# Exercise prompt
Once you reach the line containing "in AOT mode." in the data below, restate each line word for word up to and including the one containing "PR #2690, opened 2025-09-29".

(Stored items)

────

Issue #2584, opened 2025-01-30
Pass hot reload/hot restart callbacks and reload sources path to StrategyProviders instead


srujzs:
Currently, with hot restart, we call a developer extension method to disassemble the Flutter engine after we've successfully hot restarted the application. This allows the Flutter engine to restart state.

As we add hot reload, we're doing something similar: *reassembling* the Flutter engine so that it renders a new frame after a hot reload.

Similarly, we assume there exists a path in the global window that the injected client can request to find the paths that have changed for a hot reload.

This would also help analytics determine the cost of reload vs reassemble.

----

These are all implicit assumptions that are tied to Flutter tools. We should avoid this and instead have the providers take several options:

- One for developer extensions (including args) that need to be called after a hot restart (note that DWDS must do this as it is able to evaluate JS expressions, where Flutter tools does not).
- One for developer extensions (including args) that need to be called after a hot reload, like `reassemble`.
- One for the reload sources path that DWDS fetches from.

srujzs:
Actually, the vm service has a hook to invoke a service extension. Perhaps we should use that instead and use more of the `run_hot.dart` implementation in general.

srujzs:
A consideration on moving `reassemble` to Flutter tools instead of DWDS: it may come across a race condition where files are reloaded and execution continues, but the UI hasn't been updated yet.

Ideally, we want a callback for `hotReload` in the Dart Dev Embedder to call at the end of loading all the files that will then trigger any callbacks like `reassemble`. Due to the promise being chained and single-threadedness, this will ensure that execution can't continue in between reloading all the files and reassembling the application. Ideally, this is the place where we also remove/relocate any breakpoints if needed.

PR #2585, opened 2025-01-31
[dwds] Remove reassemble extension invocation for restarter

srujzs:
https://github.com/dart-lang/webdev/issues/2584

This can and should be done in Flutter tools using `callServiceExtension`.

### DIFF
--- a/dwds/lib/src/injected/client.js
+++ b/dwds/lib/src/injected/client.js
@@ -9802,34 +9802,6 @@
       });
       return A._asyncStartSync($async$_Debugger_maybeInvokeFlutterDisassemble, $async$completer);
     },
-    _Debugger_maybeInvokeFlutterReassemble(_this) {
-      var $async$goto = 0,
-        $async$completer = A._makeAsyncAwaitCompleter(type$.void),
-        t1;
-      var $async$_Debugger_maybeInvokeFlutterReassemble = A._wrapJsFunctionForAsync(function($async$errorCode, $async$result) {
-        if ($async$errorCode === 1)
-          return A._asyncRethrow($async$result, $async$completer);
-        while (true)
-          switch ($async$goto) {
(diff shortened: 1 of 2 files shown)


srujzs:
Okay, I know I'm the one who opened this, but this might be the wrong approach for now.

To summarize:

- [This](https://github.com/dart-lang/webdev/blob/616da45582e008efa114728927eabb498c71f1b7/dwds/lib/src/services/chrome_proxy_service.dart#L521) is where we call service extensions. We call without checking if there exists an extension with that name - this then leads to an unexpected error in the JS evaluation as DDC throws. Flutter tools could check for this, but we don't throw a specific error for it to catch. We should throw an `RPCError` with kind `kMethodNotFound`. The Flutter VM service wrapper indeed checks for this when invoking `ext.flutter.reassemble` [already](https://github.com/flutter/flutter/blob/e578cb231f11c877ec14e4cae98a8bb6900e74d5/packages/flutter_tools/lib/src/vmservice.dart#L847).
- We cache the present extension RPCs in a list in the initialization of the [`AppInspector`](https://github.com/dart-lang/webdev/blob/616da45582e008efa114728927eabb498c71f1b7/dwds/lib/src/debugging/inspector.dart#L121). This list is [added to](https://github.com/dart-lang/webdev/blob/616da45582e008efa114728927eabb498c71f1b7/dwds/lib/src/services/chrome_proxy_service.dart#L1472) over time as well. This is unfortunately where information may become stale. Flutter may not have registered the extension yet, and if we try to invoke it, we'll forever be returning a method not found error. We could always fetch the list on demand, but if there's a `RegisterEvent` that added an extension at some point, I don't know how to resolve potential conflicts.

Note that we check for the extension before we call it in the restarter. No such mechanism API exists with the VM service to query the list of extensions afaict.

────

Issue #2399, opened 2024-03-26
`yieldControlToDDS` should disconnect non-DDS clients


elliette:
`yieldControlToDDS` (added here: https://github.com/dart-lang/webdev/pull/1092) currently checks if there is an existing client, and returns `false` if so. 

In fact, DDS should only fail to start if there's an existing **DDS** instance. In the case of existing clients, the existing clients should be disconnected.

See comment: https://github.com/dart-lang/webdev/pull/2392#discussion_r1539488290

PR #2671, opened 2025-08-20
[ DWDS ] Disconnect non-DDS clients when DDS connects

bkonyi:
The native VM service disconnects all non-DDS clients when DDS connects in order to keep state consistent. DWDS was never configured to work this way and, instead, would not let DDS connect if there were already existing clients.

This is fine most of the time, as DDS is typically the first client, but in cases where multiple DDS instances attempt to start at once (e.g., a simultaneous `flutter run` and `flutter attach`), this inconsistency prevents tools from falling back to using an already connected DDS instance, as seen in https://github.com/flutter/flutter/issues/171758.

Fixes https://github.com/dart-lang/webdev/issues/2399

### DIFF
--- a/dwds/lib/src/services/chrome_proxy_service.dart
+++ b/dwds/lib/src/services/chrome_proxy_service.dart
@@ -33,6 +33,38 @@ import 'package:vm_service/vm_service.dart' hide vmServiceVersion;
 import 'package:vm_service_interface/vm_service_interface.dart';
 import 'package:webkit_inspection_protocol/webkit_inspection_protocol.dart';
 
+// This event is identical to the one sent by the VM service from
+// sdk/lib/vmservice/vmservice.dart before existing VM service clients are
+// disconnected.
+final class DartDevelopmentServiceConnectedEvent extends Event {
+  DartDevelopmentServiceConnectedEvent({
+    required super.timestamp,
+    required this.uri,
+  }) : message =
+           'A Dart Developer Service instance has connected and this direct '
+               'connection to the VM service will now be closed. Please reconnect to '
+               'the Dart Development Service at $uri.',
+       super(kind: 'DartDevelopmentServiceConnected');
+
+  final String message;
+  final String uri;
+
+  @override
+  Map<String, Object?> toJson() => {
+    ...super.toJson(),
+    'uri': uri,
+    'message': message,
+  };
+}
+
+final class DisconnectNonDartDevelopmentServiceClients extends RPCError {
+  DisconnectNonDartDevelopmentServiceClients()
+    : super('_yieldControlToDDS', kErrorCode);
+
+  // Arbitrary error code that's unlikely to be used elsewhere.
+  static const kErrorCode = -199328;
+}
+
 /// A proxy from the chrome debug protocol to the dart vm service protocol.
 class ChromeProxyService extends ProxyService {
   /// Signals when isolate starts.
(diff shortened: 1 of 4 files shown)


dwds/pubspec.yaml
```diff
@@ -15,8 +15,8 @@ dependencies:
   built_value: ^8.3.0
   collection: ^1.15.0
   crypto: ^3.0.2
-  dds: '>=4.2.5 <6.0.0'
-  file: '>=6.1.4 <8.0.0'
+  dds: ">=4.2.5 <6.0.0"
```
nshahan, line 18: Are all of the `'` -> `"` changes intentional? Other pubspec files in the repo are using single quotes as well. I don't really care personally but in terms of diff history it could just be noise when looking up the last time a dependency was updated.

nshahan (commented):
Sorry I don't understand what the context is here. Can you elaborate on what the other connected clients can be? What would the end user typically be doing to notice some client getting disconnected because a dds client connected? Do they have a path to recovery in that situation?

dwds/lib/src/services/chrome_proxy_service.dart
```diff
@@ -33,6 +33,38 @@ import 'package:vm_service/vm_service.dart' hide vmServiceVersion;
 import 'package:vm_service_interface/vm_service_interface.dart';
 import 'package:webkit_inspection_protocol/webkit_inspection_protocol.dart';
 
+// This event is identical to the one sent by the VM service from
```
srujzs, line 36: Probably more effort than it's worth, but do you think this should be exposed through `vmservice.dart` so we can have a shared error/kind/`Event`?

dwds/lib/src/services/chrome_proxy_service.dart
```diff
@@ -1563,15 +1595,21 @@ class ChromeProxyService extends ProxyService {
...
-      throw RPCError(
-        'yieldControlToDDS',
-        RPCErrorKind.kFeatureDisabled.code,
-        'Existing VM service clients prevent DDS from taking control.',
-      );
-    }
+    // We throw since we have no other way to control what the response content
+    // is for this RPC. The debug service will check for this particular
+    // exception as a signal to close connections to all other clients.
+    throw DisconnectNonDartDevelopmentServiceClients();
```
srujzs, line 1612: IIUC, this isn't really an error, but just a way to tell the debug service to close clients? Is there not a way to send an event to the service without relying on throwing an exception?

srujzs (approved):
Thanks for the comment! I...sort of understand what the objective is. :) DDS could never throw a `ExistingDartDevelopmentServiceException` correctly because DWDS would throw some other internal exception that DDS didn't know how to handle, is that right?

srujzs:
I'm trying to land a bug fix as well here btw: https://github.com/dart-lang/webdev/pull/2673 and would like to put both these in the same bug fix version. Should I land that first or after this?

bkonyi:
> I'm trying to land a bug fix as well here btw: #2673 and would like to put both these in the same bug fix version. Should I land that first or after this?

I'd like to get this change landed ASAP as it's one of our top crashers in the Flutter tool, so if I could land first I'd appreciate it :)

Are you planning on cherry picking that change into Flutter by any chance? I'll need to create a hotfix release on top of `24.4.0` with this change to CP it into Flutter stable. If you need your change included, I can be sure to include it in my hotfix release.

────

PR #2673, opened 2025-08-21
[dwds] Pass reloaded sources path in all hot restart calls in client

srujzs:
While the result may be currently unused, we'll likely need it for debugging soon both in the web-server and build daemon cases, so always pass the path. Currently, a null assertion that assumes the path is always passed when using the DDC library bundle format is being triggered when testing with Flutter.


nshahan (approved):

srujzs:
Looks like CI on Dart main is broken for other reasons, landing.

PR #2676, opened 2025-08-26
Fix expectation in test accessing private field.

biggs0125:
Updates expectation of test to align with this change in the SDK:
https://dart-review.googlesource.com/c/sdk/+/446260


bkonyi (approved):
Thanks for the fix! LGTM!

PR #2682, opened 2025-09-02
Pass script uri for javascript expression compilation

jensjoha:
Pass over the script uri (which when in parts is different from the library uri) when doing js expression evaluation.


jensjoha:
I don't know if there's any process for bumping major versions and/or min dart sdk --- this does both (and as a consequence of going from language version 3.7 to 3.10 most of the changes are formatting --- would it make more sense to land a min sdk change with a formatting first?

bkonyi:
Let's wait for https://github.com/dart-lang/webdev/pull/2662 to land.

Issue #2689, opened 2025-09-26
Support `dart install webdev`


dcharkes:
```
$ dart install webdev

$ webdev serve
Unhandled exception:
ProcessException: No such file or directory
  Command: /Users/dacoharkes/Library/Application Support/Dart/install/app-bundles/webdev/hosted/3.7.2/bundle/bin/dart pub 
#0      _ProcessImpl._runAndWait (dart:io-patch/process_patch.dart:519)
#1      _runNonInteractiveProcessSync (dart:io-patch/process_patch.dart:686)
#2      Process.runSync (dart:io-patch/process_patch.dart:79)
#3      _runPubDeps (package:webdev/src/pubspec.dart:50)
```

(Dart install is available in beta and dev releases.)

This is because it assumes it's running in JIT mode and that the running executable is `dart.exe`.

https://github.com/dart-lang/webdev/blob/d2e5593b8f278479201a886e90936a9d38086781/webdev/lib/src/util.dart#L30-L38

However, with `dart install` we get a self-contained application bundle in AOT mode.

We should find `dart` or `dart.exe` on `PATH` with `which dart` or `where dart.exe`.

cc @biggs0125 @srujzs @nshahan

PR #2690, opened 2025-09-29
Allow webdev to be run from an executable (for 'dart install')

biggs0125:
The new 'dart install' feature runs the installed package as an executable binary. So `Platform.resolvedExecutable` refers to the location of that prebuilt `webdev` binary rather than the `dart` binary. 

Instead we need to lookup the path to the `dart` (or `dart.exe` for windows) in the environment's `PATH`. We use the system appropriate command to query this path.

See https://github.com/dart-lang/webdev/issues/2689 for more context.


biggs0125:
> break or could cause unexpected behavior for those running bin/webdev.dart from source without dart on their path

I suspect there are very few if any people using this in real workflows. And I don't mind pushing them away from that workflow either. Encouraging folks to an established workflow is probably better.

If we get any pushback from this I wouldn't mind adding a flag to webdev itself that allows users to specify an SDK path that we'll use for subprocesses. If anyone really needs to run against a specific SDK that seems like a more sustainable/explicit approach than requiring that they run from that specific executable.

────

# Answer to the exercise
However, with `dart install` we get a self-contained application bundle in AOT mode.

We should find `dart` or `dart.exe` on `PATH` with `which dart` or `where dart.exe`.

cc @biggs0125 @srujzs @nshahan

PR #2690, opened 2025-09-29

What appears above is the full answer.